Assigned task: Show every line of the records below that contains the word "useful".

Saved entries:
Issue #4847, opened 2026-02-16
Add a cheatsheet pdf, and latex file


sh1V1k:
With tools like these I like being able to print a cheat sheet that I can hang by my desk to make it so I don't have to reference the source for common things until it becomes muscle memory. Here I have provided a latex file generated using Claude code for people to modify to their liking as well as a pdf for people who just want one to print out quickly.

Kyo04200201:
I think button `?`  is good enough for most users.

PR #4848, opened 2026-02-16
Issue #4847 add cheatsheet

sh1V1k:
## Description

==

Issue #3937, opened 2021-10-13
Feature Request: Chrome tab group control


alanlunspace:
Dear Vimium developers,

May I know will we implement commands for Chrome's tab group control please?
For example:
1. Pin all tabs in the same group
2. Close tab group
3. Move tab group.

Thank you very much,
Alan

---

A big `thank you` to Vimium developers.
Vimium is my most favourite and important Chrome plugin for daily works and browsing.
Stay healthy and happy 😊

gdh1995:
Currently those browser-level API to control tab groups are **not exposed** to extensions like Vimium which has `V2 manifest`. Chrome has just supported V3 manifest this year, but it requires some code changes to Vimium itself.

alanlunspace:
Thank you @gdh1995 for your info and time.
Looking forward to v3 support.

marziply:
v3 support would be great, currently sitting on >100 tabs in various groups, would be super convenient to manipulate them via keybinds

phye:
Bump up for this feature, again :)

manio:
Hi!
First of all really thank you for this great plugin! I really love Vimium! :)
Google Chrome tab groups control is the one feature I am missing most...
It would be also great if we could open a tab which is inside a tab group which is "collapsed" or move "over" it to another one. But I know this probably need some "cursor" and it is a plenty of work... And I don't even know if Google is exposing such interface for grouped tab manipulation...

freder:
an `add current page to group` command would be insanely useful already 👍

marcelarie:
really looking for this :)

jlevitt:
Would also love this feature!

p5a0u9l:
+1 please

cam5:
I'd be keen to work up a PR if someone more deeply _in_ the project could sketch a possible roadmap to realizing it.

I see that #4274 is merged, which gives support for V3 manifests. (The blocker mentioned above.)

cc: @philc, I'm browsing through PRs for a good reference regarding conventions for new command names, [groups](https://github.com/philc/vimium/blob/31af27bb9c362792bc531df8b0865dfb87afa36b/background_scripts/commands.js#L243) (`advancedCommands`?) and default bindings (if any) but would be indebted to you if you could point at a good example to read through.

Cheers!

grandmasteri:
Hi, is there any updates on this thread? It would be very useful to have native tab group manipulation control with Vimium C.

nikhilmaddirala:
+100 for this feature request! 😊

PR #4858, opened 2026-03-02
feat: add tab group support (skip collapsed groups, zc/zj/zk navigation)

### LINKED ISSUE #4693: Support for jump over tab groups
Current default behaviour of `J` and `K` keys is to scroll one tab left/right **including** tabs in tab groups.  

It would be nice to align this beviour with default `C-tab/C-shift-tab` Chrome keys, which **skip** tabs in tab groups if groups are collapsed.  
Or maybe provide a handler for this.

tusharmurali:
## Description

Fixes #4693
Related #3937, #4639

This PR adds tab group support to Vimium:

Solution:
an `add current page to group` command would be insanely useful already 👍
Hi, is there any updates on this thread? It would be very useful to have native tab group manipulation control with Vimium C.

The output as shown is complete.